For all of the reasons contained herein, it is ORDERED that the defendant’s Motion for Summary Judgment be ALLOWED. It is further ORDERED that the plaintiffs Cross-Motion for Summary Judgment be DENIED.

The defendant has submitted the following agreements between the City of Everett and the International Brotherhood of Police Officers, Local 633; (1) Effective July 1, 1988, and Expiring June 30, 1991; (2) Effective July 1, 1993, and Expiring June 30, 1995; (3) Effective July 1, 1995, and Expiring June 30, 1997; (4) Effective July 1, 1997, and Expiring June 30, 2000. The incidents that allegedly violate the collective bargaining agreement occurred in 2001. hi its analysis, this court relied on these agreements because neither party disputes that the agreements are not controlling here, and the critical language regarding arbitration has not been superseded or amended.

“The prior submission of a claim to arbitration may have a preclusive effect on the same claim in a subsequent court action.” Blanchette v. School Comm. of Westwood, 427 Mass. 176, 180 (1998). In determining whether a claim has been precluded, the court examines whether the “right” or “issue” that is in controversy has been previously litigated with full and careful consideration. Id., citing Miles v. Aetna Cas. & Sur. Co., 412 Mass. 424, 427 (1992). Federal and Massachusetts courts have distinguished the rights and remedies arising from collective bargaining agreements from the statutory rights and remedies that federal and state anti-discrimination statutes afford. Alexander v. Gardner-Denver Co., 415 U.S. 36, 43 (1974) (reasoning that institution of an action under Title VII is an assertion of a right independent of the rights sought in the arbitration process); Blanchette, 427 Mass. at 181 (finding that G.L.c. 151B protects rights independent of the rights provided in arbitration); Boston v. Massachusetts Comm’n Against Discrimination, 39 Mass.App.Ct. 234, 238 (1995) (same). Unlike the Whistleblower Statute, Title VII and chapter 15 IB do not require a complaining employee to waive the rights afforded by a separate collective bargaining agreement.

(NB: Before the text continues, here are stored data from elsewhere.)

PR #186, opened 2020-07-05
Add octree command to CLI

mostaphaRoudsari:
This PR adds ocree command to CLI that works with honeybee Radiance folder.

This is the first CLI command that needs Radiance to execute successfully. To address that I added Radiance installation to Travis CI. It might take a couple of iterations to get the CI work correctly.


mostaphaRoudsari:
@AntoineDao, if can have a look at this whenever you get a chance it will be really helpful. It can't find Radiance commands, in this case oconv. Either copying the files in failing or the PATH is not set correctly. I tried changing both but still no luck! 😐

chriswmackey:
FYI @mostaphaRoudsari ,
This is the default location where honeybee is expecting the radiance installation to be on Linux:
https://github.com/ladybug-tools/honeybee-radiance/blob/master/honeybee_radiance/config.py#L214-L216
It looks like you might have set up the travis machine to install it there but I figured I'd let you know just in case.

AntoineDao:
image

mostaphaRoudsari:
Perfect! Thanks. I will send a PR for the updated recipes shortly.

PR #220, opened 2020-08-13
feat(dictutil): Add module to re-serialize any object from dict

### LINKED ISSUE #172: File names in radiance folder
Hi @chriswmackey, the folder looks really nice. Am I correct that all the opaque geometry and all the aperture will always be written to a single file? In that case are you fine if we do not include the model name in the name and keep it as aperture.rad and envelope or opaque.rad?

### LINKED ISSUE #192: Specify a type for files input to CLI commands
It looks like the best practice would be to follow something similar to what @AntoineDao implemented here:
https://github.com/ladybug-tools/honeybee-energy/pull/273
This will give us some extra checks if the user inputs something incorrect.

chriswmackey:
This commit adds a dictutil module to the package, with a dict_to_object method that can re-serialize any dictionary produced from the library back into a honeybee-radiance Python object.  We have implemented similar methods in honeybee-core and honeybee-energy and they have been very useful for keep in the JSON re-serialization code clean on the plugin side of things.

G.L.c. 150E, §8, provides: “The parties [to a collective bargaining agreement] may include in any written agreement a grievance procedure culminating in final and binding arbitration to be invoked in the event of any dispute concerning the interpretation or application of such written agreement.”

An arbitration conducted in accordance with these conditions will undoubtedly involve the employees as they will likely be witnesses. In that sense, the arbitration will meet the substance of the collective bargaining agreement to the effect that both the employees and the union are participants. Such an arbitration will also permit the union to pursue its own interests.